Leitbild

Das Ludwig Boltzmann Institut für Grund- und Menschenrechte (LBI-GMR) ist ein unabhängiges, außeruniversitäres Forschungsinstitut, das 1992 als Institut der Ludwig Boltzmann Gesellschaft gegründet wurde und von Michael Lysander Fremuth geleitet wird. Patricia Mussi-Mailer ist für die kaufmännische Leitung zuständig.

Die Arbeit des LBI-GMR fokussiert auf die wissenschaftliche Erforschung der Menschenrechte auf nationaler, europäischer und internationaler Ebene. Damit will das Institut zu einer gerechten globalen Gesellschaft beitragen, in der jeder Mensch seine bürgerlichen, politischen, wirtschaftlichen, sozialen und kulturellen Rechte wahrnehmen kann. Der Menschenrechtsansatz, den das LBI-GMR in seiner Arbeit verfolgt, basiert auf den Konzepten von Freiheit und Gleichheit, auf den Prinzipien von Universalität, Unteilbarkeit und der Wechselbeziehung von Rechten ebenso wie auf dem Empowerment von InhaberInnen von Rechten und der Verantwortlichkeit von PflichtenträgerInnen.

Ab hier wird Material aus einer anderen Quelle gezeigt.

PR #109, opened 2026-06-15
fix(metrics): bound network and method label cardinality 

aristidesstaffieri:
## Summary

Closes an unauthenticated availability vector in freighter-backend-v2.

`GET /api/v1/rpc-health` read an arbitrary `network` query parameter and forwarded it unchanged into Prometheus service-metric labels. Prometheus vectors keep one time series per unique label value for the life of the process — so an attacker could send requests with unique `network` values to grow memory without bound and OOM-kill the service.

This was reproduced in a 32 MiB container: exit `137`, `oom=true`.

The root cause is that `rpc-health` skipped the finite-network validation every other handler already applies. The fix validates at the handler, then adds defense-in-depth at the metrics layer so no caller-controlled value can expand label cardinality without bound.

While auditing the rest of the API for the same bug class, I found a second, lower-severity vector: the HTTP metrics middleware records the raw client-sent `method` token on every request (including unmatched 404s), and Go's server accepts arbitrary method tokens. That label is now bucketed too.

## What's in this PR

- `internal/api/handlers/rpc_health.go` — validate `network` against `{PUBLIC, TESTNET, FUTURENET}` before calling `GetHealth`; invalid values return `400` and never reach the metrics layer.
- `internal/metrics/metrics.go` — `sanitizeNetwork()` buckets any non-standard network to `"unknown"` inside `Record()`, capping the `network` label regardless of caller.
- `internal/api/middleware/metrics.go` — `sanitizeMethod()` buckets non-standard HTTP methods to `"other"`, closing the `method`-label vector on unmatched routes.
- `internal/api/handlers/rpc_health_test.go` — asserts an invalid network is rejected and the RPC service is never called.
- `internal/api/middleware/metrics_test.go` — asserts unique non-standard method tokens collapse to a single series.

## Audit notes

The only two places caller input reaches a Prometheus label are `metrics.Record` and the HTTP middleware. Both are now bounded:

- `service` / `method` (service metrics) are hardcoded constants.
- `error_type` comes from `ClassifyError` — a fixed set of kinds plus integer RPC/HTTP codes.
- `handler` is `r.Pattern` (registered route pattern, falls back to `"unknown"`); `code` is a status int.

## Test plan

- [x] `go test ./internal/...` green locally
- [x] `gofmt` clean, `go vet ./...` clean
- [ ] CI green (`build`, `check`, `Analyze (go)` currently pending)

### DIFF
--- a/internal/api/middleware/metrics.go
+++ b/internal/api/middleware/metrics.go
@@ -10,6 +10,24 @@ import (
 	"github.com/stellar/freighter-backend-v2/internal/metrics"
 )
 
+// sanitizeMethod buckets any non-standard HTTP method into a single "other"
+// label. Go's HTTP server accepts arbitrary method tokens from the client, and
+// the method flows into Prometheus metric vectors (which retain a time series
+// per unique label value). Without bucketing, a caller could send unique
+// method tokens — especially against unmatched routes, where the handler label
+// collapses to "unknown" — and grow label cardinality (and memory) without
+// bound.
+func sanitizeMethod(method string) string {
+	switch method {
+	case http.MethodGet, http.MethodHead, http.MethodPost, http.MethodPut,
+		http.MethodPatch, http.MethodDelete, http.MethodConnect,
+		http.MethodOptions, http.MethodTrace:
+		return method
+	default:
+		return "other"
+	}
+}
+
 // Metrics returns middleware that records HTTP metrics using BufferedResponseWriter.
 func Metrics(h *metrics.HTTP) Middleware {
 	return func(next http.Handler) http.Handler {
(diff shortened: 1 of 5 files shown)


internal/api/middleware/metrics.go
```diff
@@ -31,7 +49,7 @@ func Metrics(h *metrics.HTTP) Middleware {
 				handler = "unknown"
 			}
 
-			labels := []string{handler, r.Method, strconv.Itoa(code)}
+			labels := []string{handler, sanitizeMethod(r.Method), strconv.Itoa(code)}
```
aditya1702, line 52: should we expand `sanitizeHandlers` to all handlers?

aditya1702 (approved):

Folglich versteht das LBI-GMR Menschenrechtsfragen als multidimensional, bearbeitet sie interdisziplinär und unterstützt Bemühungen um die Stärkung von Menschenrechtsforschung an der Universität.

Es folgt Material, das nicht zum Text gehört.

Issue #777, opened 2017-11-24
STAT-200 ⁃ deployment optimizations


blockone-syncclient:
on net_plugin, increased the limit on client connections and made it configurable. also change the behavior of initial connections so that if it has never connected to a peer, keep trying asap to connect to at least one, then back off for retrying others. 

on launcher, give it a list of host IPs for it to use for remote configuration. Second, format the aliases to use leading 0's as necessary so that these names string-sort as expected. Third, increase the number of connections used in the star configuration and allow the mesh configuration to specify redundant connections to insure as quick a connection as possible.

pmesnier:
all features implemented and merged via #779

blockone-syncclient:
➤ Andrianto Lie commented:

Pass.
All nodes show 21 for the given shell command in a stable testnet network.

PR #779, opened 2017-11-25
#777 deployment improvements STAT-200

pmesnier:
Fixes for testnet deployment issues.

### DIFF
--- a/plugins/net_plugin/net_plugin.cpp
+++ b/plugins/net_plugin/net_plugin.cpp
@@ -157,6 +157,7 @@ namespace eosio {
     chain_plugin*                 chain_plug;
     size_t                        just_send_it_max;
     bool                          send_whole_blocks;
+    int                           started_sessions;
 
     node_transaction_index        local_txns;
     ordered_txn_ids               pending_notify;
@@ -263,8 +264,8 @@ namespace eosio {
    */
   constexpr auto     def_send_buffer_size_mb = 4;
   constexpr auto     def_send_buffer_size = 1024*1024*def_send_buffer_size_mb;
-  constexpr auto     def_max_clients = 20; // 0 for unlimited clients
-  constexpr auto     def_conn_retry_wait = std::chrono::seconds (30);
+  constexpr auto     def_max_clients = 25; // 0 for unlimited clients
+  constexpr auto     def_conn_retry_wait = std::chrono::seconds (1);
   constexpr auto     def_txn_expire_wait = std::chrono::seconds (3);
   constexpr auto     def_resp_expected_wait = std::chrono::seconds (1);
   constexpr auto     def_sync_rec_span = 10;
@@ -1184,6 +1185,9 @@ namespace eosio {
                                        ( "peer", c->peer_name())("error",err.message()));
                                  c->connecting = false;
                                  c->close();
+                                 if (started_sessions == 0) {
+                                   connect (c);
+                                 }
                                }
                              }
                            } );
@@ -1193,6 +1197,7 @@ namespace eosio {
       boost::asio::ip::tcp::no_delay option( true );
       con->socket->set_option( option );
       start_read_message( con );
+      ++started_sessions;
       con->send_handshake( );
 
       // for now, we can just use the application main loop.
@@ -2166,6 +2171,8 @@ namespace eosio {
      ( "peer-private-key", boost::program_options::value<vector<string>>()->composing()->multitoken(),
        "Tuple of [PublicKey, WIF private key] (may specify multiple times)")
      ( "log-level-net-plugin", bpo::value<string>()->default_value("info"), "Log level: one of 'all', 'debug', 'info', 'warn', 'error', or 'off'")
+      ( "max-clients", bpo::value<int>()->default_value(def_max_clients), "Maximum number of clients from which connections are accepted, use 0 for no limit")
+      ( "connection-cleanup-period", bpo::value<int>()->default_value(30), "number of seconds to wait before cleaning up dead connections")
      ;
   }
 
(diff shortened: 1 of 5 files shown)


heifner:
You need to update:
`tests/eosd_run_test.sh `
`tests/eosd_run_mongodb_test.sh`

plugins/net_plugin/net_plugin.cpp
```diff
@@ -2206,12 +2213,15 @@ namespace eosio {
 
     my->sync_master.reset( new sync_manager( def_sync_rec_span ) );
 
-    my->connector_period = def_conn_retry_wait;
+    my->connector_period = options.count( "connection-cleanup-period") ? std::chrono::seconds(options.at("connection-cleanup-period").as<int>()) : def_conn_retry_wait;
```
heifner: Since you specify a default this will always be true. So if not specified it will be 30, NOT def_conn_retry_wait.

plugins/net_plugin/net_plugin.cpp
```diff
@@ -2166,6 +2171,8 @@ namespace eosio {
      ( "peer-private-key", boost::program_options::value<vector<string>>()->composing()->multitoken(),
        "Tuple of [PublicKey, WIF private key] (may specify multiple times)")
      ( "log-level-net-plugin", bpo::value<string>()->default_value("info"), "Log level: one of 'all', 'debug', 'info', 'warn', 'error', or 'off'")
+      ( "max-clients", bpo::value<int>()->default_value(def_max_clients), "Maximum number of clients from which connections are accepted, use 0 for no limit")
+      ( "connection-cleanup-period", bpo::value<int>()->default_value(30), "number of seconds to wait before cleaning up dead connections")
      ;
```
heifner: Did you mean to use default of def_conn_retry_wait here instead of 30?

programs/launcher/main.cpp
```diff
@@ -402,19 +434,53 @@ launcher_def::initialize (const variables_map &vmap) {
...
+      for (auto &s : servers.observer) {
+        nodes += s.instances;
+      }
+
+      total_nodes = prod_nodes + nodes;
+      per_host = 1;
+      network.ssh_helper = servers.ssh;
+    }
+    catch (const exception &ex) {
+      elog( "caught assert on fetch_block_by_id, ${ex}",("ex",ex.what()));
```
heifner: Looks like a copy/paste error. Also please use explicit `std::exception` here as `fc::exception` and `std::exception` are both in play and it is not immediately obvious which this is. Note that `fc::exception` does not derive from `std::exception` which means we normally need a catch for each one.

programs/launcher/main.cpp
```diff
@@ -402,19 +434,53 @@ launcher_def::initialize (const variables_map &vmap) {
...
+      exit (-1);
+      }
+    catch (...) {
+      cerr << "unable to load server identity file " << server_ident_file << endl;
```
heifner: Use elog

programs/launcher/main.cpp
```diff
@@ -482,102 +546,224 @@ launcher_def::write_dot_file () {
...
   char * erd = getenv ("EOS_ROOT_DIR");
   if (erd == 0) {
-    cerr << "environment variable \"EOS_ROOT_DIR\" unset. defaulting to current dir" << endl;
     erd = getenv ("PWD");
   }
-  local_host.eos_root_dir = erd;
-  local_host.genesis = genesis.string();
+  stage = bf::path(erd);
+  if (!bf::exists(stage)) {
+    cerr << erd << " is not a valid path" << endl;
```
heifner: elog

programs/launcher/main.cpp
```diff
@@ -482,102 +546,224 @@ launcher_def::write_dot_file () {
...
+      assign_name(eosd);
+      aliases.push_back(eosd.name);
+      eosd.set_host (&local_host);
+      local_host.instances.emplace_back(move(eosd));
+    }
+    bindings.emplace_back(move(local_host));
+  }
+  else {
+    int ph_count = 0;
+    host_def *lhost = 0;
```
heifner: nullptr would be better. Even better would be to use unique_ptr.

programs/launcher/main.cpp
```diff
@@ -482,102 +546,224 @@ launcher_def::write_dot_file () {
...
-      network.nodes[node.name] = move(node);
-      inst.node = &network.nodes[inst.name];
-      i++;
+  }
+}
+
+host_def *
+launcher_def::find_host (const string &name)
+{
+  host_def *host = 0;
```
heifner: nullptr

programs/launcher/main.cpp
```diff
@@ -482,102 +546,224 @@ launcher_def::write_dot_file () {
...
+  for (auto &h : bindings) {
+    if (h.host_name == name) {
+      host = &h;
+      break;
     }
   }
+  if (host == 0) {
+    cerr << "could not find host for " << name << endl;
```
heifner: elog

programs/launcher/main.cpp
```diff
@@ -482,102 +546,224 @@ launcher_def::write_dot_file () {
...
         cerr << "count = " << count << " could not remove old directory: " << dd
              << " " << strerror(ec.value()) << endl;
         exit (-1);
       }
-    }
-    if (!bf::create_directory (instance.data_dir, ec) && ec.value()) {
+      count = bf::remove_all (dd / "blockchain", ec);
+      if (ec.value() != 0) {
+        cerr << "count = " << count << " could not remove old directory: " << dd
+             << " " << strerror(ec.value()) << endl;
```
heifner: elog. Just search file for cerr and fix each one.

programs/launcher/main.cpp
```diff
@@ -684,7 +846,7 @@ launcher_def::make_star () {
 
   size_t links = 3;
   if (total_nodes > 12) {
-    links = (size_t)sqrt(total_nodes);
+    links = (size_t)sqrt(total_nodes) + 2;
```
heifner: Prefer static_cast to C-style casts.

programs/launcher/main.cpp
pmesnier: this was a copy/paste, but the error was not pulling it before committing. At this moment I would prefer to stick with the minimalist approach to error processing. We can switch to more rigorous error handling later, but this is a command-line utility that does its business and then terminates, so I'd rather make enhanced error reporting a post-12/4 activity.

programs/launcher/main.cpp
pmesnier: For the same reason stated above, I'd like to defer refactoring these error messages until later.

Menschenrechtsstandards und ihre Umsetzung sind untrennbar miteinander verbunden. Daher positioniert sich das LBI-GMR bewusst im Spannungsfeld zwischen Theorie und Praxis - mit dem Ziel, im Sinne eines translationalen Ansatzes eine Verbindung zwischen akademischer Forschung und PraktikerInnen herzustellen. Das LBI-GMR will mit seiner wissenschaftlichen Tätigkeit einen Beitrag zur Veränderung bestehender Verhältnisse und zur Verbesserung der Lebenssituation verfolgter, diskriminierter oder sonst benachteiligter Menschen leisten. Dazu widmet sich das LBI-GMR sowohl der Grundlagenforschung (z.B. zu methodologischen Fragen), als auch der angewandten Forschung (zu einem Themenspektrum, das von Folterprävention bis zur Etablierung von Antidiskriminierungsstrukturen in Behörden reicht). Darüber hinaus stellen wir unsere Expertise in Form von akademischen Publikationen und durch Lehre und Training zur Verfügung.

Das LBI-GMR kann auf langjährige Kooperationen mit internationalen, europäischen und nationalen Institutionen, wie den Vereinten Nationen, dem Europarat, der EU (inklusive der Grundrechteagentur), der OSZE, verschiedenen staatlichen Behörden wie auch anderen Menschenrechtsinstituten und NGOs zurückgreifen. Das Institut ist Mitglied in nationalen und internationalen Forschungsnetzwerken, wie der Association of Human Rights Institutes (AHRI), dem Global Campus of Human Rights – European Inter-University Centre for Human Rights and Democratisation (EIUC – Global Campus) oder dem Forschungskonsortium "Fostering Human Rights Among European Policies (FRAME)". Als Organisation, die mit ihrer Arbeit auf Wirkung und Wandel abzielt, verstehen wir uns als Teil der Zivilgesellschaft und fungieren als kritische BeobachterInnen von Staaten und dem Privatsektor als Pflichtenträgern: Gleichzeitig bietet das LBI-GMR diesen AkteurInnen Beratung und Capacity Building in Menschenrechtsfragen an.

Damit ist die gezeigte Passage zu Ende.